# ASSIGNMENT:
Please show every line from the entries that carries the word "give".

# DATA RECORDS:

PR #48, opened 2022-08-11
Customize PostgreSQL for development containerized environment

cutwater:
* Load module and configure `pg_stat_statements` extension.
* Customize logging format.
* Customize statistics.
* Document database options and further optimizations proposal.

Co-authored-by: HAP <hproctor@redhat.com>

### DIFF
--- a/tools/docker/docker-compose.yml
+++ b/tools/docker/docker-compose.yml
@@ -24,7 +24,14 @@ services:
     ports:
       - "5432:5432"
     volumes:
+      - "./postgres/initdb.d:/docker-entrypoint-initdb.d"
+      - "./postgres/postgresql.conf:/etc/postgresql/postgresql.conf"
+      - "./postgres/conf.d:/etc/postgresql/conf.d"
       - "postgres_data:/var/lib/postgresql/data"
+    command: >
+      postgres
+      -c config_file=/etc/postgresql/postgresql.conf
+      -c log_statement=${PG_LOG_STATEMENT:-mod}
     healthcheck:
       test: [ "CMD-SHELL", "pg_isready -U postgres" ]
       interval: 5s
--- a/.gitignore
+++ b/.gitignore
@@ -10,6 +10,7 @@ dist/
 *.db
 .env
 /venv
+/.venv
 
 # IDE's
 .idea
--- a/README-POSTGRES.md
+++ b/README-POSTGRES.md
@@ -1,0 +1,119 @@
+# Database Configuration for Ansible Events
+
+## Base Configuration
+
+Please use [this link](https://www.postgresql.org/docs/current/runtime-config.html) to access the current PostgreSQL configuration documentation.
+
+The base configuration file for PostgreSQL is a copy of `postgresql.conf` taken from a postgres:13 image container. From this base certain parameters were adjusted for a better development base configuration.
+
+The project's PostgreSQL config file can be found at this path: `tools/docker/postgres/postgresql.conf`.
+
+The config file format uses the following format:
+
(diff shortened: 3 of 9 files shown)


tools/docker/docker-compose.yml
```diff
@@ -23,7 +23,9 @@ services:
       - "POSTGRES_DB=ansible_events"
     ports:
       - "5432:5432"
+    command: ["postgres", "-c", "shared_preload_libraries=pg_stat_statements"]
```
Red-HAP, line 26: I'd suggest all of these options. There are a couple more that configure pg_stat_statements.
```suggestion
    command:
      # This command give more precise control over the parameter settings
      # Included are loading the pg_stat_statements lib
      # as well as autovacuum settings that are designed to make more efficient
      # use of the autovacuum processes
      # The pg_init mount is still needed to enable the necesary extensions.
      - postgres
      # Uncomment these ssl lines for to enable ssl connections
      # - -c
      # - ssl=on
      # - -c
      # - ssl_cert_file=/etc/ssl/certs/ssl-cert-snakeoil.pem
      # - -c
      # - ssl_key_file=/etc/ssl/private/ssl-cert-snakeoil.key
      - -c
      - max_connections=1710
      - -c
      - shared_preload_libraries=pg_stat_statements
      - -c
      - autovacuum_max_workers=8
      - -c
      - autovacuum_vacuum_cost_limit=4800
      - -c
      - autovacuum_vacuum_cost_delay=10
      - -c
      - max_locks_per_transaction=72
      - -c
      - pg_stat_statements.max=2000
      - -c
      - pg_stat_statements.save=off
      - -c
      - pg_stat_statements.track_utility=off
      - -c
      - track_activity_query_size=2048
      - -c
      - track_functions=pl
      - -c
      - log_min_error_statement=error
      - -c
      - log_min_duration_statement=2000
      - -c
      - logging_collector=on
      # Log line prefix (this matches RDS):
      #   %t = timestamp without milliseconds
      #   %r = remote host name/ip and remote port
      #   %u = user name
      #   %d = database name
      #   %p = process id (postgres backend)
      - -c
      - "log_line_prefix=%t:%r:%u@%d:[%p]:"
      # Change mod to all to log all statements including SELECT
      - -c
      - log_statement=mod
      # Uncomment this to get duration information on all statements, whether
      # the statement is logged or not.
      # - -c
      # - log_duration=true
      # Uncomment this parameter to get statistics details in the logs
      # This will really increase the log file size
      # - -c
      # - log_statement_stats=true
```

Red-HAP (changes requested):

tools/docker/docker-compose.yml
Alex-Izquierdo: I think most of these values could be taken from environment variables with default values to allow override them through `.env`file instead of uncommenting/modifying the current compose definition.

cutwater: @Alex-Izquierdo I think it might make sense, but only for the parameters that are subject to change.

cutwater: @Red-HAP Can you please explain what is the reason and benefits for the project of changing the default PostgreSQL parameter values for the _development environment_, such as:

1. Increasing the maximum number of connections from 100 (default) to 1000.
2. Decreasing `pg_stat_statements.max` from 5000 (default) to 2000.
3. Changing autovacuum number of workers and costs.

Can you please give some use cases when these changes are important.

Alex-Izquierdo: What is the real PR? @Red-HAP has requested my review here: https://github.com/cutwater/ansible-events-ui/pull/1

benthomasson (approved):

PR #47, opened 2022-08-11
Rework initial database migration

cutwater:
* Introduce naming convention for database constraints (i.e. foreign keys,
  primary keys, indexes, unique constraints, checks).
* Convert existing constraints to adhere new naming convention.
* Add `GENERATED ALWAYS AS IDENTITY` constraint to the integer
  auto-increment fields.

PR #50, opened 2022-08-15
Starting RBAC

benthomasson:


ansible_events_ui/db/models.py
```diff
@@ -163,6 +163,30 @@
     sqlalchemy.Column("playbook_id", sqlalchemy.ForeignKey("playbook.id")),
 )
 
+# RBAC
+
+roles = sqlalchemy.Table(
+    "role",
+    metadata,
+    sqlalchemy.Column("id", sqlalchemy.Integer, primary_key=True),
```
cutwater, line 171: Please use identity constraints for autoincrementing primary keys.

ansible_events_ui/db/migrations/versions/2022_08_16_2afab2d669fe_.py
```diff
@@ -0,0 +1,70 @@
+"""Adds user roles.
```
cutwater, line 1: Can you please regenerate it or fix naming after #47 is merged? #47 changes the naming schema for migrations.

benthomasson: Done

ansible_events_ui/db/models.py
benthomasson: This?  `sqlalchemy.Identity(always=True),`

cutwater: Yes. This constraint prevents quite common type of mistake, when database table relies on autoincrementing primary key and a record is inserted with a manually defined value of a primary key, which creates a conflict next time when autoincrement produces the value already inserted in the table.

ansible_events_ui/db/migrations/versions/20220816_2afab2d669fe_rbac.py
```diff
@@ -0,0 +1,71 @@
...
+branch_labels = None
+depends_on = None
+
+
+def upgrade() -> None:
+    op.create_table(
+        "role",
+        sa.Column("id", sa.Integer),
+        sa.Column("name", sa.String),
+        sa.PrimaryKeyConstraint("id"),
```
cutwater, line 24: Primary key and foreign key constraints should be named explicitly according to the naming schema. Normally `alembic revision --autogenerate` will generate names for you, but since the migration had been created before the naming schema was applied.
Please refer to the initial migration for an example.

```
sa.PrimaryKeyConstraint("id", name=op.f("pk_role")),
```

ansible_events_ui/db/migrations/versions/20220816_3bc7f2aca642_add_roles_actions.py
```diff
@@ -0,0 +1,95 @@
...
+down_revision = "2afab2d669fe"
+branch_labels = None
+depends_on = None
+
+
+def upgrade() -> None:
+
+    op.bulk_insert(roles,
+                   [
+                       {'id': 1, 'name': 'Owner'},
```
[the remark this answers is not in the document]
benthomasson: My main goal here is to have lookups in the `role_actions` table be very fast. How would you propose that we add predefined roles to this table?  Is a migration the right place?  I could put more code in the migration instead of hard coding ids.

ansible_events_ui/rbac.py
```diff
@@ -0,0 +1,30 @@
...
+
+async def query_action(db: AsyncSession, user: User, action: str):
+
+    result = await db.execute(
+        select(actions.c.id, actions.c.name).select_from(
+            actions.join(role_actions).join(roles).join(user_roles).join(User)
+        ).where(User.email == user.email, actions.c.name == action)
+    )
+
+    return list(result)
```
cutwater, line 15:
```suggestion
    return result.all()
```

ansible_events_ui/rbac.py
```diff
@@ -0,0 +1,30 @@
...
+from fastapi import HTTPException
+
+
+async def query_action(db: AsyncSession, user: User, action: str):
+
+    result = await db.execute(
+        select(actions.c.id, actions.c.name).select_from(
+            actions.join(role_actions).join(roles).join(user_roles).join(User)
+        ).where(User.email == user.email, actions.c.name == action)
+    )
```
cutwater, line 13: Minor: I think it's better for the readability to keep the structure flat:

```suggestion
    result = await db.execute(
        select(actions.c.id, actions.c.name)
        .select_from(actions)
        .join(role_actions)
        .join(roles)
        .join(user_roles)
        .join(User)
        .where(User.email == user.email, actions.c.name == action)
    )
```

# RESPONSE TO THE TASK:
      # This command give more precise control over the parameter settings
Can you please give some use cases when these changes are important.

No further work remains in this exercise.